3 de junho de 2015

  Mas como eu explico que somos todos a mesma coisa? A mesma substância sagrada transmutada do amor, do silêncio, da terra, do sal, do verbo, no improvável. Talvez eu seja mesmo algo dentro de algo dentro de algo dentro de algo lindíssimo e imortal, algo misterioso de precisão matemática, que me redima de toda vileza, imundície e desacerto que por tanto tempo mergulhei e por tão pouco, mas não sem mácula, atravessei sem coragem.
  Quanto? Quanto de mim ficou preso nos espinhos, nas quinas, na areia e nas solas dos sapatos? Quantas pessoas deixaram em mim, sem dor, buracos no peito? Por que encher de lágrimas os buracos que com muito sofrimento e sem querer já fizemos uns nos outros? 

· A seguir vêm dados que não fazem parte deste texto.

PR #1073, opened 2021-11-05
Fix clustergen tests

tylerschultz:

We saw that optional cluster model values were not getting included in case files.

- generate cases correctly when value is NoneType
- Update constraint check so it matches the current vsphere version
- change "NOTPROVIDED" -> "" in constraints, "NOTPROVIDED" is only handled when
  variable keys start with "--"

ran the clustergen steps and saw case get generated with the optional model data.

### PR Checklist

### DIFF
--- a/pkg/v1/providers/tests/clustergen/param_models/cluster_optional.model
+++ b/pkg/v1/providers/tests/clustergen/param_models/cluster_optional.model
@@ -136,12 +136,12 @@ BUILD_EDITION: "tkg", "tce"
 IDENTITY_MANAGEMENT_TYPE: "none", "oidc", "ldap"
 
 # pass --VSPHERE-CONTROLPLANE-ENDPOINT flag only for vSphere provider
-IF [_INFRA] = "\"vsphere:v0.7.8\"" THEN [--VSPHERE-CONTROLPLANE-ENDPOINT] = "\"10.10.10.10\"";
-IF [_INFRA] <> "\"vsphere:v0.7.8\"" THEN [--VSPHERE-CONTROLPLANE-ENDPOINT] = "\"NOTPROVIDED\"";
+IF [_INFRA] LIKE "\"vsphere:*" THEN [--VSPHERE-CONTROLPLANE-ENDPOINT] = "\"10.10.10.10\"";
+IF [_INFRA] NOT LIKE "\"vsphere:*" THEN [--VSPHERE-CONTROLPLANE-ENDPOINT] = "\"NOTPROVIDED\"";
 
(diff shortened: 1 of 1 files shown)


pkg/v1/providers/tests/clustergen/param_models/cluster_optional.model
```diff
@@ -136,12 +136,12 @@ BUILD_EDITION: "tkg", "tce"
 IDENTITY_MANAGEMENT_TYPE: "none", "oidc", "ldap"
 
 # pass --VSPHERE-CONTROLPLANE-ENDPOINT flag only for vSphere provider
-IF [_INFRA] = "\"vsphere:v0.7.8\"" THEN [--VSPHERE-CONTROLPLANE-ENDPOINT] = "\"10.10.10.10\"";
```
vuil, line 139: thanks for the fix. To be more future-proof, these lines can be changed to:

```
IF [_INFRA] LIKE "\"vsphere:*" THEN ...
```

pkg/v1/providers/tests/clustergen/gencluster_params.py
```diff
@@ -52,7 +52,10 @@ def write_test_cases(params_file, test_dir):
                     if k == "AZURE_CUSTOM_TAGS" and v.startswith('tagKey1='):
                         cfg_args.append('{}: {}'.format(k, 'tagKey1=tagValue1, tagKey2=tagValue2'))
                     elif v != "NA":
-                        cfg_args.append('{}: {}'.format(k, v.replace("<comma>", ",")))
+                        if type(v) == str:
```
vuil, line 55: Can you point to a situation where this is needed? All the pict csv files generated should be a fully formed CSV with
(R+1) x C cells, with quoted strings in the value rows.

pkg/v1/providers/tests/clustergen/param_models/cluster_optional.model
vuil: In fact, after the provider bump from @saimanoj01 , this is necessary now.

pkg/v1/providers/tests/clustergen/gencluster_params.py
tylerschultz: We think we were running into problems with the vsphere variable, and that was our initial fix. We've since updated our PR to wildcard on the vsphere semver, and we're no longer seeing that issue. We've reverted these lines.

vuil (approved):
lgtm, thanks.

pkg/v1/providers/tests/clustergen/gencluster_params.py
tylerschultz: You're right, this wasn't needed.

  Por te amar me fiz pequeno.
  Por te querer me envergonhei.
  Me lanço, sim, mais uma vez, nesse mar que me arrasta e me arrasta, sem costa, sem praia, sem terra, sem nada, e sorrateiro vou, por baixo, pelo meio das pernas(tranquilas?) enormes com pés enormes com dedos enormes com enorme saudade, rente ao solo,  até alcançar um ponto limpo e livre de fumaça onde eu possa respirar sem tossir essa poeira que impregna o de fora e o de dentro, até conseguir por entre toda a poluição que me arde os olhos e o coração abrir uma fresta de ar fresco por onde eu vá me transportando levemente como uma linha numa agulha para o intangível, o inexprimível mas não mais intocável de-fora. E não me surpreende o quanto de mim encontro nesse lugar, o quanto de mim está no outro, o quanto de mim se localiza sempre no além. Sempre fui um ser no outro e do outro, sempre caminhei os caminhos dos outros, plantei nas terras dos outros e fui também sem vergonha, um outro em mim, e quando estive realmente em mim sempre olhei com estranheza, criança se olhando no espelho. Meu tempo também é dos outros, minha alegria, nos outros a acho, e minha paz, também nos outros. Tudo, talvez, por  vergonha de estar completamente em mim. Que, por Deus, eu nunca encare de novo minha nudez, nunca vire para dentro meus olhos e mãos, mãos essas que espremeriam meu coração, que estapeariam o que de mais sagrado eu penso, mãos que se encharcariam de sangue, que respingaria em quem estivesse à minha volta, talvez quando eu estivesse no meio da rua, no meio da gente, do Sol, do fôlego. Por vergonha, me desculpe, mas ainda não.